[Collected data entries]
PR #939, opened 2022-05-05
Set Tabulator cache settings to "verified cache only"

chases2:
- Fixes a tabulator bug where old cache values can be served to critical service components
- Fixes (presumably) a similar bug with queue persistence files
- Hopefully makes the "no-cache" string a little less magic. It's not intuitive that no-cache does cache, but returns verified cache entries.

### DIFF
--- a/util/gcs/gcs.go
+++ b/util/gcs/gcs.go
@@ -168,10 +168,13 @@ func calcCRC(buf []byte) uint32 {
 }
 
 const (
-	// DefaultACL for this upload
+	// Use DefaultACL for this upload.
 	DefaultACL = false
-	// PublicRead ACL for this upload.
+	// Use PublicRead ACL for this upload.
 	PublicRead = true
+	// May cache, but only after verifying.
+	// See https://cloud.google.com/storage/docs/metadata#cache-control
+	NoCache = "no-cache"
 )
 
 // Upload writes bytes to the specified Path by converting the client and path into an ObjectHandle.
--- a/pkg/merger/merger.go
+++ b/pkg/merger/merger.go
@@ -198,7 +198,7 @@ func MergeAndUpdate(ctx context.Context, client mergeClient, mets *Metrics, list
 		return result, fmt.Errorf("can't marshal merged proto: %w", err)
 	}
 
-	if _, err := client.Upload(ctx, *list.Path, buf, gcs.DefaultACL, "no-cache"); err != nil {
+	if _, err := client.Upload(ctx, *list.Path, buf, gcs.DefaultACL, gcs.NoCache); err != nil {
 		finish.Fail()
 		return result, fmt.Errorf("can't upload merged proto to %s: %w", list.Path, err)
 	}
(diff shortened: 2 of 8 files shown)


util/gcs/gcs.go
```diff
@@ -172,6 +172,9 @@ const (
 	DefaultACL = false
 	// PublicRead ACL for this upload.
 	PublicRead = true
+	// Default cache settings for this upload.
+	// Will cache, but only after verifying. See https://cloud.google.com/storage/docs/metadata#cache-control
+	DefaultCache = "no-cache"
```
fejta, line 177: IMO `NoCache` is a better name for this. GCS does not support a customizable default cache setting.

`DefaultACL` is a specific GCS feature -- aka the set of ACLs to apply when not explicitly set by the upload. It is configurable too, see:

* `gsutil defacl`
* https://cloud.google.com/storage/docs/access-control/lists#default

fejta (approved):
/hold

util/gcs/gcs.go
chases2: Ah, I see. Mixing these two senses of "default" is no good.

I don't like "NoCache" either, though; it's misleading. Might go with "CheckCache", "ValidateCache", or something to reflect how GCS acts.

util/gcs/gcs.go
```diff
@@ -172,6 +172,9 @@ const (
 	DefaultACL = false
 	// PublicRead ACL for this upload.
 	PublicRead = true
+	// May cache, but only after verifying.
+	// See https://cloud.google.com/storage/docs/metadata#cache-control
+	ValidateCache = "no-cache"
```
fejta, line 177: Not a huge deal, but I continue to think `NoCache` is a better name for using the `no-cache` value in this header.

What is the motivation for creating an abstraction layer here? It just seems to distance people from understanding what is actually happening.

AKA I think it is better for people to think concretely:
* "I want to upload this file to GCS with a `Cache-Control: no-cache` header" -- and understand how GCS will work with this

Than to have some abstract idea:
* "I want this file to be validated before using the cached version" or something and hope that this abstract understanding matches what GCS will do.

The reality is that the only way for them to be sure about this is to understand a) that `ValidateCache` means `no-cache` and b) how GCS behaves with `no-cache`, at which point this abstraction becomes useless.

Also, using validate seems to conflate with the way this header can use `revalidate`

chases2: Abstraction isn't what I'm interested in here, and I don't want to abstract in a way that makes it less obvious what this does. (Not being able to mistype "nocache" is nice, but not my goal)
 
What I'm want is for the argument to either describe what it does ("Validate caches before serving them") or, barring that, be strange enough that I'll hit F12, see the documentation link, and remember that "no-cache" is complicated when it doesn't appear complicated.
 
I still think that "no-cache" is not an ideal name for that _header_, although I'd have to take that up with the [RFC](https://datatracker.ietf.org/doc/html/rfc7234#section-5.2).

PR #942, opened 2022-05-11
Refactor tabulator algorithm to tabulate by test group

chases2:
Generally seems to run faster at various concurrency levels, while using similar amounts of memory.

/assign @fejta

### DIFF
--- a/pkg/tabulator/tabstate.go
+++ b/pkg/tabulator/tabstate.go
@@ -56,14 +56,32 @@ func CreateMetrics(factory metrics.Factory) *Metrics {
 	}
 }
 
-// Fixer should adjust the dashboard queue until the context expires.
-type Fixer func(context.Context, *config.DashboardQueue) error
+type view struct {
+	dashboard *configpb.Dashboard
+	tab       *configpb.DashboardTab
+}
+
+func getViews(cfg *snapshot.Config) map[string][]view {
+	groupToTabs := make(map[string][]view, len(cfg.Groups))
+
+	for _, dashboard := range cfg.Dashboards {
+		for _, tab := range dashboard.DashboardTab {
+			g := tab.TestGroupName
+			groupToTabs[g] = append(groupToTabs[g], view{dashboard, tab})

--

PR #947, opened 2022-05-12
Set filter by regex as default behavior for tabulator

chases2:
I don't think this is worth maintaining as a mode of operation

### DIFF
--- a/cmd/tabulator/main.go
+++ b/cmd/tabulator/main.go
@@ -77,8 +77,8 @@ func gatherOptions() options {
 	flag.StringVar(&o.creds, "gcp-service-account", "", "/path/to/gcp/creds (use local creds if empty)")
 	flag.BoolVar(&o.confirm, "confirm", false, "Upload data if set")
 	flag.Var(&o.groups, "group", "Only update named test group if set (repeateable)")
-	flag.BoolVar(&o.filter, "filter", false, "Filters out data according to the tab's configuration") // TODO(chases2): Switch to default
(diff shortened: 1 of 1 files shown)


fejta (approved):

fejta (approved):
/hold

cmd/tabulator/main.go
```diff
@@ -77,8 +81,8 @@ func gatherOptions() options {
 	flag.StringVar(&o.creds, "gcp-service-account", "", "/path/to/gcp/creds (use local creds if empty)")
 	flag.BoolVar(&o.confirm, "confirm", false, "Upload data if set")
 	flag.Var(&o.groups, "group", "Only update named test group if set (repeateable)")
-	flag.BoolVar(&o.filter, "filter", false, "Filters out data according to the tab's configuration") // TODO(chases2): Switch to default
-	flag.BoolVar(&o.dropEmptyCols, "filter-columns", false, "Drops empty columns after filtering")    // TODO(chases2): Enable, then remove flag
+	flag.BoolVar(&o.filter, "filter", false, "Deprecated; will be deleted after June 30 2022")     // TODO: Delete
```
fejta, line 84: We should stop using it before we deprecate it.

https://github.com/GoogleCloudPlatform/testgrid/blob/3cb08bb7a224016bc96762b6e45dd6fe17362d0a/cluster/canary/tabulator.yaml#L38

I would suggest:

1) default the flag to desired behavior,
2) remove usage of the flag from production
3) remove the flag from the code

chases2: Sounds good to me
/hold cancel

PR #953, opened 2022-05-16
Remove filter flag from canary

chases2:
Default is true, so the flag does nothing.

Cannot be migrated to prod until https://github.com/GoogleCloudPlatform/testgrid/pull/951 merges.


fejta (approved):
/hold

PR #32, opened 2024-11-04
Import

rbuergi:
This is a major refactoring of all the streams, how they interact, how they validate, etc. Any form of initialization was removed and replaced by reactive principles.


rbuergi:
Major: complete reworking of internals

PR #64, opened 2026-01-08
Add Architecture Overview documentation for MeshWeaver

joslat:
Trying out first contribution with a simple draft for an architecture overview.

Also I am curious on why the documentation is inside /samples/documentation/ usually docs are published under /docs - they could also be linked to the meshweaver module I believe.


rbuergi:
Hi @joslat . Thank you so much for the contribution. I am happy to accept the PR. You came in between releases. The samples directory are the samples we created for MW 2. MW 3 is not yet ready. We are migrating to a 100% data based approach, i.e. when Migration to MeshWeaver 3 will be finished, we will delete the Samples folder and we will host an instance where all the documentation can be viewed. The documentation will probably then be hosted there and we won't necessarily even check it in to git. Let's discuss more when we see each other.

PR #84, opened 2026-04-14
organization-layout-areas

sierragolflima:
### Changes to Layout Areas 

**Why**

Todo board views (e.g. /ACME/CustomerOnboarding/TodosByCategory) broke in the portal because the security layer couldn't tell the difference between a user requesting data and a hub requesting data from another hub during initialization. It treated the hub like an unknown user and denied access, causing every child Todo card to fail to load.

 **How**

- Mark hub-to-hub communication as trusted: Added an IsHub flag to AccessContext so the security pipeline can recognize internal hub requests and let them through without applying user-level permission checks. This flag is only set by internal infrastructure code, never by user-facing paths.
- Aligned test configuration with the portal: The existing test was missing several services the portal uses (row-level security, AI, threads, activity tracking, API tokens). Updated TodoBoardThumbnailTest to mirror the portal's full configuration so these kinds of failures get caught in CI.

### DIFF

--

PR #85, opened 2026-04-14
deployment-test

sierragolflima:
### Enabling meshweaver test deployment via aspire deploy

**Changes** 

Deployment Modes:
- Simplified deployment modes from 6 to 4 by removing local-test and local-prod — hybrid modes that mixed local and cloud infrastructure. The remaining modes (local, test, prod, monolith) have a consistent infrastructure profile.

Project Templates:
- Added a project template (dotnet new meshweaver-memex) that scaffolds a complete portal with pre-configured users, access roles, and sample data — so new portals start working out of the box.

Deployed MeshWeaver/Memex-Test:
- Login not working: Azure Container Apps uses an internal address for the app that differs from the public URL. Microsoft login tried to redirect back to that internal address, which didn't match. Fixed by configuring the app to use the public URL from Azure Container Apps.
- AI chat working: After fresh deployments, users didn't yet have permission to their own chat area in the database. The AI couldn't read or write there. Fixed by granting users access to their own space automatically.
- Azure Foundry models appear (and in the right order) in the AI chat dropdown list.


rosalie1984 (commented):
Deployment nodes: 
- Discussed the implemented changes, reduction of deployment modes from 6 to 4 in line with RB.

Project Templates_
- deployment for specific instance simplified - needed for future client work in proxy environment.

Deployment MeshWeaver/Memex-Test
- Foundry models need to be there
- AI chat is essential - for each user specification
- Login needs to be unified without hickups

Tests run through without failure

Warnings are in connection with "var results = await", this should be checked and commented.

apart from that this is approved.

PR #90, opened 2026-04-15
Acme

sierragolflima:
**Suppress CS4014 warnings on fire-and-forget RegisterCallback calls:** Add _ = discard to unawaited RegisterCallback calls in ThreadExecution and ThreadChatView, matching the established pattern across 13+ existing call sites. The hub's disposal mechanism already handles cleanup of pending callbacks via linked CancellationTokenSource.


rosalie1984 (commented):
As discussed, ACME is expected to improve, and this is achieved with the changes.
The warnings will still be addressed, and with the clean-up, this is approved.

_What you will do_.
Those lines above that contain the string "Fixer" should be returned.

_Written answer_.
-// Fixer should adjust the dashboard queue until the context expires.
-type Fixer func(context.Context, *config.DashboardQueue) error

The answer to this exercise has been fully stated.